___ ENTRIES SHOWN

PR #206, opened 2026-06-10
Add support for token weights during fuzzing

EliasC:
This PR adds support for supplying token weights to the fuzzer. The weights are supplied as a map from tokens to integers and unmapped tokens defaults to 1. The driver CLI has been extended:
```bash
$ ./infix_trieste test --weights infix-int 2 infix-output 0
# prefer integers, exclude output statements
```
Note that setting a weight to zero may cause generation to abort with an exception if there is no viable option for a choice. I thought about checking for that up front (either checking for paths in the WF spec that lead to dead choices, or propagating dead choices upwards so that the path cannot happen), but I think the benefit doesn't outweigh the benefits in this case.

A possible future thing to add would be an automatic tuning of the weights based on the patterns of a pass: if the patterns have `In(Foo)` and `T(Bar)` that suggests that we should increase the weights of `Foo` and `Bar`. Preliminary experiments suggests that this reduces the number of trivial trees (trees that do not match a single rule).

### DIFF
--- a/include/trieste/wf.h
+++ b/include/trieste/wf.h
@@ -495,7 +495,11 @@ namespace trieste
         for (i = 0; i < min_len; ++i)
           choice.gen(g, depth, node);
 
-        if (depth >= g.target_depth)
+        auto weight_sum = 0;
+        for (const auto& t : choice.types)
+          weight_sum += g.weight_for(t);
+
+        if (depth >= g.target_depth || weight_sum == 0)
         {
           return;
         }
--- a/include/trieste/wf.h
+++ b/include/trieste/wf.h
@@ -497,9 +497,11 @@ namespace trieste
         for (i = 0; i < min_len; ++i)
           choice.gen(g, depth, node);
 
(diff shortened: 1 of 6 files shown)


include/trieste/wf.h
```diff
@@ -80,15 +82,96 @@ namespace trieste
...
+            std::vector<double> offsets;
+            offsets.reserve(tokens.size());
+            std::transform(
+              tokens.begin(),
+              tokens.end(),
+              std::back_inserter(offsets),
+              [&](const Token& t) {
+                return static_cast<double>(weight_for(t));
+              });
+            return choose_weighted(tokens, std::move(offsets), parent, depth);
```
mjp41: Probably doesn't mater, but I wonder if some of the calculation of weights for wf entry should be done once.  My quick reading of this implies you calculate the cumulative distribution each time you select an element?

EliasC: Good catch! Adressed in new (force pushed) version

______
___ ENTRIES SHOWN

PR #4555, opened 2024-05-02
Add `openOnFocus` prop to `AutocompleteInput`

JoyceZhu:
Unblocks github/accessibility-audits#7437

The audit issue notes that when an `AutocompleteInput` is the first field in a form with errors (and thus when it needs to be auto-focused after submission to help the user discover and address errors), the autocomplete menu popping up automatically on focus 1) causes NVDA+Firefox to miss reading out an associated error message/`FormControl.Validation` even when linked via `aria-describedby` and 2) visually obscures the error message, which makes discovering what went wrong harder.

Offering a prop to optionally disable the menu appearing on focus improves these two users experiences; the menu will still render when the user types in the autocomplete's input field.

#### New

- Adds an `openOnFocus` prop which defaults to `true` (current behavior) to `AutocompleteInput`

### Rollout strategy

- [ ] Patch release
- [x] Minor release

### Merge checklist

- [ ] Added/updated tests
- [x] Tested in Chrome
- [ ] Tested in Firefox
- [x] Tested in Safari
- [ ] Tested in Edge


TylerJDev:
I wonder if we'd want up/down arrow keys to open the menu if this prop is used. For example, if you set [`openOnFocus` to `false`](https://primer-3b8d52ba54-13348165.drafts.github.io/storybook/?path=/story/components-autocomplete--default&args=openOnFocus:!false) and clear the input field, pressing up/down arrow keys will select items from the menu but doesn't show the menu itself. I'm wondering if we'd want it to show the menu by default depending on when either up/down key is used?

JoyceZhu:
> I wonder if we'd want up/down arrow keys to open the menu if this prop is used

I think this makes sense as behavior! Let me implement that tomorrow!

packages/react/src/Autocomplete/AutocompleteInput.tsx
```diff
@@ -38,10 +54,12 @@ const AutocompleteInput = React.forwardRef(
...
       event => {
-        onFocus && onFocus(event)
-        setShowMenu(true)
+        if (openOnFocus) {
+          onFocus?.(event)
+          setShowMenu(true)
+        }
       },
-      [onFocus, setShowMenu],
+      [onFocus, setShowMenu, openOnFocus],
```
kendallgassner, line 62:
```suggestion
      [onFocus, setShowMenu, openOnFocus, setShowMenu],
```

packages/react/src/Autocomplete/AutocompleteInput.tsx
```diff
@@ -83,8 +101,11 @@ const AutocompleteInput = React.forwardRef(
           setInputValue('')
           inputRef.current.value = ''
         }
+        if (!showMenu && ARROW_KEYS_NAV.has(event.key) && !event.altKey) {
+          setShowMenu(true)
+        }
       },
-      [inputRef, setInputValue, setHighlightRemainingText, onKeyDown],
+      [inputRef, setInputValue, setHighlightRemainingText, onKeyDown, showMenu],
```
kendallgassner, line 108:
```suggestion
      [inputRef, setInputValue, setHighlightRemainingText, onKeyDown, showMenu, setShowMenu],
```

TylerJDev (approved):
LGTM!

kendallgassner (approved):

______

| TASK PROMPT |
Return a copy of every line in the records that includes the string "behavior".

| YOUR SOLUTION |
- Adds an `openOnFocus` prop which defaults to `true` (current behavior) to `AutocompleteInput`
I think this makes sense as behavior! Let me implement that tomorrow!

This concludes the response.